**PROBLEM TO SOLVE**:
The answer is the set of lines that include "async", copied from the data below.

====== DATA FOR THE TASK

PR #177, opened 2023-04-03
Improve the performance of bayesian bootstrap by 10x

jrmuizel:
The vast majority of the current time is in:
np.random.RandomState(unique_seed)

Previously, when generation of the sample weights was parallelized it made sense to reseed for each sampling so that it was deterministic. However, that parallelization was removed in e33914d7fa42bfa1f305d14ee7b96c3a39643abb

With that gone we can drop the reseeding entirely which makes 16 or so 100 sample calls to compare_branches go from 50seconds down to 5.

### DIFF
--- a/src/mozanalysis/bayesian_stats/bayesian_bootstrap.py
+++ b/src/mozanalysis/bayesian_stats/bayesian_bootstrap.py
@@ -294,13 +294,10 @@ def get_bootstrap_samples(
     if seed_start is None:
         seed_start = np.random.randint(np.iinfo(np.uint32).max)
 
-    # Deterministic "randomness" requires careful state handling :(
-    # Need to ensure every call has a unique, deterministic seed.
-    seed_range = range(seed_start, seed_start + num_samples)
-
+    random_state = np.random.RandomState(seed_start)
     summary_stat_samples = [
-        _resample_and_agg_once(data_values, data_counts, stat_fn, unique_seed)
-        for unique_seed in seed_range
+        _resample_and_agg_once(data_values, data_counts, stat_fn, random_state)
+        for _ in range(0, num_samples)
     ]
 
     summary_df = pd.DataFrame(summary_stat_samples)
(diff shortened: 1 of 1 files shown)


danielkberry:
Hi there, thanks for making this PR. I [tested the change](https://colab.research.google.com/drive/1CaD23pN7kh6N8QU8m20nCmbp77Cx7zQe#scrollTo=yDTBbIvmEQDF) under conditions like we might encounter in normal use of this code. This test simulated an experiment and measured the timing of `compare_branches` under both the old code and the proposed change here (as described in the 1st comment). 

As we can see from the timings in the notebook, the timings are not statistically different from each other, so this method does not appear to provide any speedup.

danielkberry (changes requested):
Please demonstrate that the code changes improve performance

jrmuizel:
Your notebook doesn't actually use the new code. If I fix that with:
```python
mozanalysis.bayesian_stats.bayesian_bootstrap.get_bootstrap_samples = get_bootstrap_samples
mozanalysis.bayesian_stats.bayesian_bootstrap._resample_and_agg_once = _resample_and_agg_once
```
 I get:

Before:
```
%%timeit
compare_branches(data, 'metric_a')
11.9 s ± 86 ms per loop (mean ± std. dev. of 7 runs, 1 loop each)
```

```
%%timeit
compare_branches(data, 'metric_b')
5.78 s ± 2.11 s per loop (mean ± std. dev. of 7 runs, 1 loop each)
```

After:
```
%%timeit
compare_branches(data, 'metric_a')
6.53 s ± 599 ms per loop (mean ± std. dev. of 7 runs, 1 loop each)
```
```
%%timeit
compare_branches(data, 'metric_b')
358 ms ± 84.5 ms per loop (mean ± std. dev. of 7 runs, 1 loop each)
```

Here's an updated notebook: https://colab.research.google.com/drive/1p5Zl6vnmwVG8daoF4LTrNHF844zqFcCG?usp=sharing

PR #182, opened 2023-05-11
Update metrics data source experiment annotation filter

danielkberry:


src/mozanalysis/metrics/__init__.py
```diff
@@ -109,7 +109,7 @@ def from_expr_for(
                 WHERE {slug_expr}
             )""".format(
                 from_expr=from_expr,
-                slug_expr=self.experiments_column_expr_base.format(
+                slug_expr=self.experiments_column_expr.format(
                     experiment_slug=experiment_slug
```
scholtzan, line 113: something like this is missing here
```suggestion
experiment_slug=experiment_slug,
submission_date=effective_dataset.submission_date_column
```

scholtzan (approved):

PR #184, opened 2023-05-15
Revert changes from #169

scholtzan:
Going back to pre https://github.com/mozilla/mozanalysis/pull/169 so that we don't unenroll clients during analysis

### DIFF
--- a/src/mozanalysis/metrics/__init__.py
+++ b/src/mozanalysis/metrics/__init__.py
@@ -79,9 +79,7 @@ class DataSource:
     def _check_default_dataset_provided_if_needed(self, attribute, value):
         self.from_expr_for(None)
 
-    def from_expr_for(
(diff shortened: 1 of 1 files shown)


src/mozanalysis/metrics/__init__.py
```diff
@@ -97,65 +95,40 @@ def from_expr_for(
...
-        from_expr = self._from_expr.format(dataset=effective_dataset)
-
-        if (self.experiments_column_type is None) or (experiment_slug is None):
-            return from_expr
-
-        else:
-            return """(
-                SELECT *
-                FROM {from_expr} ds
-                WHERE {slug_expr}
```
scholtzan, line 109: This part was introducing the main problem of removing clients from the analysis if they unenroll during the experiment

mikewilli (approved):
Underscores the need for some more testing, but looks good.

PR #185, opened 2023-07-15
[POC | not ready for merge] Speed up bootstrap using multiprocessing

rebecca-burwei:
Trying out some things I learned at SciPy.

Locally, I'm seeing a 4-5x speed-up on the tests. I wonder what the speed-up would be in our production environments. 

I understand we're introducing a bit more non-determinism here, but I bet it's possible to make the difference small enough.

If this works, we should implement it for the Bayesian bootstrap too.

Other tips:
- This can probably be done with multithreading, which will use less memory and take less time.
- Another way to speed things up is to use [numba](https://numba.pydata.org/) on `stat_fn`'s that are not just simple compositions of numpy functions.

Tagging some folks for feedback on this proof of concept.

### DIFF
--- a/src/mozanalysis/frequentist_stats/bootstrap.py
+++ b/src/mozanalysis/frequentist_stats/bootstrap.py
@@ -3,9 +3,14 @@
 # file, You can obtain one at http://mozilla.org/MPL/2.0/.
 import numpy as np
 import pandas as pd
+import multiprocessing as mp
+import logging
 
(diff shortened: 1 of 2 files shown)


scholtzan:
how does https://github.com/mozilla/mozanalysis/pull/177 compare to this?

mikewilli:
@rebecca-burwei Should this be closed?

PR #5676, opened 2023-10-30
refactor: core callbacks and subconversations store

PatrykBuniX:
Moves subconversation storage to core's database (indexedDB). Changes the way core callbacks are initialised by webapp.


packages/core/src/messagingProtocols/mls/MLSService/MLSService.ts
```diff
@@ -120,6 +119,13 @@ export class MLSService extends TypedEventEmitter<Events> {
       this.config.nbKeyPackages,
     );
 
+    await this.coreCryptoClient.registerCallbacks({
+      // All authorization/membership rules are enforced on backend
+      clientIsExistingGroupUser: async () => true,
+      authorize: async () => true,
+      userAuthorize: async () => true,
```
PatrykBuniX, line 126: These were previously provided by webapp, but since the rules are enforced by backend anyway, we can move them to the core.

atomrc (approved):

PR #5735, opened 2023-11-22
feat: block 'default mls key packages' - upload for new devices when E2EI is enabled

aweiss-dev:
With enabled E2EI, uploading default (non x509) key packages would degrade all conversations that the user is part of.

We need to block the upload of these and force the user to enroll.

Hint: Forcing the user to enroll is not part of this branch, that will be done in the webapp


packages/core/src/Account.ts
```diff
@@ -328,6 +334,19 @@ export class Account extends TypedEventEmitter<Events> {
     return this.initClient(client);
   }
 
+  /**
+   * Will create a new MLS Client for the current user
+   */
+  private async initMLSClient(userId: QualifiedId, client: RegisteredClient): Promise<void> {
+    if (!this.service || !this.service.mls) {
```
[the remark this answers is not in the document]
aweiss-dev: Sure

packages/core/src/Account.ts
```diff
@@ -221,6 +222,11 @@ export class Account extends TypedEventEmitter<Events> {
     return storeEngine.updateOrCreate(AUTH_TABLE_NAME, AUTH_COOKIE_KEY, entity);
   }
 
+  private async getE2EIStatus(): Promise<boolean> {
```
PatrykBuniX, line 225: **suggestion**: wouldn't `isE2EIFeatureEnabled` method name make more sense since `boolean` is what we return, not the actual status.

PatrykBuniX (approved):

packages/core/src/Account.ts
aweiss-dev: I think it sounds like a boolean then. But it is a async function that we need to call.

PR #5736, opened 2023-11-23
feat: Map coreCrypto userIds to regular userIds

atomrc:
CoreCrypto is using base64 encoded strings to identity users. 
In order for consumers of the `core` not to have to implement the logic of mapping base64 encoded userIds to regular userIds, we map the userIds right before returning the identity.

### DIFF
--- a/packages/core/src/messagingProtocols/mls/E2EIdentityService/E2EIServiceExternal.ts
+++ b/packages/core/src/messagingProtocols/mls/E2EIdentityService/E2EIServiceExternal.ts
@@ -26,25 +26,13 @@ import {Ciphersuite, CoreCrypto, E2eiConversationState, WireIdentity} from '@wir
 import {getE2EIClientId, uuidTobase64url} from './Helper';
 import {E2EIStorage} from './Storage/E2EIStorage';
 
+import {parseFullQualifiedClientId} from '../../../util/fullyQualifiedClientIdUtils';
+
 // This export is meant to be accessible from the outside (e.g the Webapp / UI)
 export class E2EIServiceExternal {
-  private static instance: E2EIServiceExternal;
   private readonly logger = logdown('@wireapp/core/E2EIdentityServiceExternal');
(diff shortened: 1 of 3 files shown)


packages/core/src/messagingProtocols/mls/E2EIdentityService/E2EIServiceExternal.ts
```diff
@@ -78,21 +68,49 @@ export class E2EIServiceExternal {
...
+    const mappedUserIdentities = new Map();
+    for (const [base64Id, identities] of userIdentities) {
+      // remapping coreCrypto user ids to regular userIds
+      const userId = hashedIdMap.get(base64Id);
+      if (userId) {
+        mappedUserIdentities.set(
+          userId.id,
+          identities.map(identity => ({
+            ...identity,
+            deviceId: parseFullQualifiedClientId((identity as any).client_id).client,
```
atomrc, line 89: The types from CoreCrypto are wrong. The interface says the property is `clientId` but the payload actually contains `client_id` 🙃

packages/core/src/messagingProtocols/mls/E2EIdentityService/E2EIServiceExternal.ts
```diff
@@ -78,21 +68,49 @@ export class E2EIServiceExternal {
...
     );
-    return this.coreCryptoClient.getDeviceIdentities(Decoder.fromBase64(groupId).asBytes, clientIds);
+    const deviceIdentities = await this.coreCryptoClient.getDeviceIdentities(
+      Decoder.fromBase64(groupId).asBytes,
+      clientIds,
+    );
+
+    return deviceIdentities.map(identity => ({
+      ...identity,
+      deviceId: parseFullQualifiedClientId((identity as any).client_id).client,
```
atomrc, line 113: The idea here is to parse the `clientId` from coreCrypto and convert it to a format that the consumer (namely the webapp) can understand

PatrykBuniX (approved):

PR #5756, opened 2023-11-28
feat: Allow consumer to generate and store secret keys

atomrc:
This will add, for the consumer, the possibility to generate and store secret values (for encrypting database entries for example). 

The API works as follow:

```js
import {generateSecretKey} from '@wireapp/core/lib/secretStore/secretKeyGenerator';
const key = await generateSecretKey({
    keyId,
    keySize,
    dbName: `secrets-${storeName}`,
});
```

BREAKING CHANGE: the config object of `coreCrypto` has changed


packages/core/src/Account.ts
```diff
@@ -406,30 +406,30 @@ export class Account extends TypedEventEmitter<Events> {
...
-     * 1. MLS is enabled
-     * 2. The user has enabled CoreCrypto in the config
-     * 3. The user has already used CoreCrypto in the past (cannot rollback to using cryptobox)
-     */
-    const clientType =
-      (await this.isMlsEnabled()) ||
-      !!this.cryptoProtocolConfig?.useCoreCrypto ||
-      cryptoMigrationStore.coreCrypto.isReady(storeEngine.storeName)
-        ? CryptoClientType.CORE_CRYPTO
-        : CryptoClientType.CRYPTOBOX;
```
atomrc, line 419: This could be simplified, basically we init `CoreCrypto` as soon as this object is defined (no other conditions)

packages/core/src/messagingProtocols/mls/types.ts
```diff
@@ -58,25 +60,19 @@ export type CommitPendingProposalsParams = {
...
    * It, thus, needs to know where, on the server, the file can be found
    */
-  coreCrypoWasmFilePath: string;
+  wasmFilePath: string;
 
   /** If set will create an MLS capable device from the current device */
   mls?: Partial<MLSServiceConfig>;
-
-  /** if set to true, will use experimental proteus encryption/decryption library (core-crypto). If not set will fallback to the legacy proteus library (cryptobox) */
-  proteus?: boolean;
```
atomrc, line 81: This was not used anymore

PatrykBuniX (approved):

PR #5759, opened 2023-11-28
runfix: include clientId on last notification api call

PatrykBuniX:
Client id was not properly passed to `getLastNotification` method. `this.apiClient.clientId` was `undefined` at this point. Client was trying to fetch and process all the notifications (including mls messages) directed to user, not this new client. 

It could result in `"You have missed some messages"` system message being injected into all the conversations, event though the client is completely new and it should not receive those messages since the device is new and was not listed in message's recipients when the message was sent.

### DIFF
--- a/packages/core/src/notification/NotificationService.ts
+++ b/packages/core/src/notification/NotificationService.ts
@@ -96,8 +96,7 @@ export class NotificationService extends TypedEventEmitter<Events> {
   }
 
   /** Should only be called with a completely new client. */
-  public async initializeNotificationStream(): Promise<string> {
-    const clientId = this.apiClient.clientId;
+  public async initializeNotificationStream(clientId?: string): Promise<string> {
     await this.setLastEventDate(new Date(0));
     const latestNotification = await this.backend.getLastNotification(clientId);
     return this.setLastNotificationId(latestNotification);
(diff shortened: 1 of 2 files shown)


packages/core/src/notification/NotificationService.ts
```diff
@@ -96,8 +96,7 @@ export class NotificationService extends TypedEventEmitter<Events> {
   }
 
   /** Should only be called with a completely new client. */
-  public async initializeNotificationStream(): Promise<string> {
-    const clientId = this.apiClient.clientId;
```
PatrykBuniX, line 100: It was `undefined` at this point.

packages/core/src/notification/NotificationService.ts
```diff
@@ -96,8 +96,7 @@ export class NotificationService extends TypedEventEmitter<Events> {
...
+  public async initializeNotificationStream(clientId?: string): Promise<string> {
```
atomrc, line 99: Does it need to be optional?

atomrc (approved):

packages/core/src/notification/NotificationService.ts
PatrykBuniX: We can make it required, we call this method only once seems like and we do pass the id, good call 👌

PR #5764, opened 2023-11-29
fix(E2EI): stop removing necessary data while clearing temporary data

aweiss-dev:


packages/core/src/messagingProtocols/mls/E2EIdentityService/Storage/E2EIStorage.ts
```diff
@@ -88,11 +88,14 @@ const getCertificateData = (): string => {
   return atob;
 };
 
+const removeIntialData = () => {
```
atomrc, line 91:
```suggestion
const removeInitialData = () => {
```
typo?

PR #5782, opened 2023-12-06
fix: Use correct credential type according to e2ei enrollment status

atomrc:


packages/core/src/messagingProtocols/mls/MLSService/MLSService.ts
```diff
@@ -134,6 +130,12 @@ export class MLSService extends TypedEventEmitter<Events> {
     }
   }
 
+  private async getCredentialType() {
+    return (await this.coreCryptoClient.e2eiIsEnabled(this.config.cipherSuite))
+      ? CredentialType.X509
+      : CredentialType.Basic;
+  }
```
atomrc, line 137: This fixes an issue where we need to dynamically change the creds type according to the e2ei enrollment status (this could not be static)

PR #5814, opened 2023-12-20
fix: Add MLS basic devices to the return value of user identities

atomrc:
## Description

the method `getUserIdentities` from CoreCrypto doesn't list the MLS basic devices in the return value. But we need to indicate those devices as `not downloaded` so we need to be aware of those. 

To circumvent this issue, we:
- ask CoreCrypto to give us all the devices known in the conversation (both with identities and basics)
- ask CoreCrypto the devices that have identities
- merge both values in order to add basic devices to the return value

## Pull Request Checklist


PatrykBuniX (approved):
Looks good 😄

PR #5815, opened 2023-12-21
feat: replace refreshActiveCertificate with hasActiveCertificate and initialise MLSService with e2eServiceExternal

arjita-mitra:
remove the refreshActiveCertificate dependency instead use CC hasActiveCertificate and initialise MLSService with e2eServiceExternal

## Pull Request Checklist


packages/core/src/messagingProtocols/mls/MLSService/MLSService.ts
```diff
@@ -97,6 +97,7 @@ export class MLSService extends TypedEventEmitter<Events> {
       nbKeyPackages = defaultConfig.nbKeyPackages,
       cipherSuite = defaultConfig.cipherSuite,
     }: Partial<MLSServiceConfig>,
+    private readonly e2eServiceExternal: E2EIServiceExternal,
```
atomrc, line 100: as a convention we usually pass service early in the constructor's parameters. at least it should be before the config

atomrc (approved):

============

**TASK RESPONSE**:
+      clientIsExistingGroupUser: async () => true,
+      authorize: async () => true,
+      userAuthorize: async () => true,
+  private async initMLSClient(userId: QualifiedId, client: RegisteredClient): Promise<void> {
+  private async getE2EIStatus(): Promise<boolean> {
aweiss-dev: I think it sounds like a boolean then. But it is a async function that we need to call.
-  public async initializeNotificationStream(): Promise<string> {
+  public async initializeNotificationStream(clientId?: string): Promise<string> {
-  public async initializeNotificationStream(): Promise<string> {
+  public async initializeNotificationStream(clientId?: string): Promise<string> {
+  private async getCredentialType() {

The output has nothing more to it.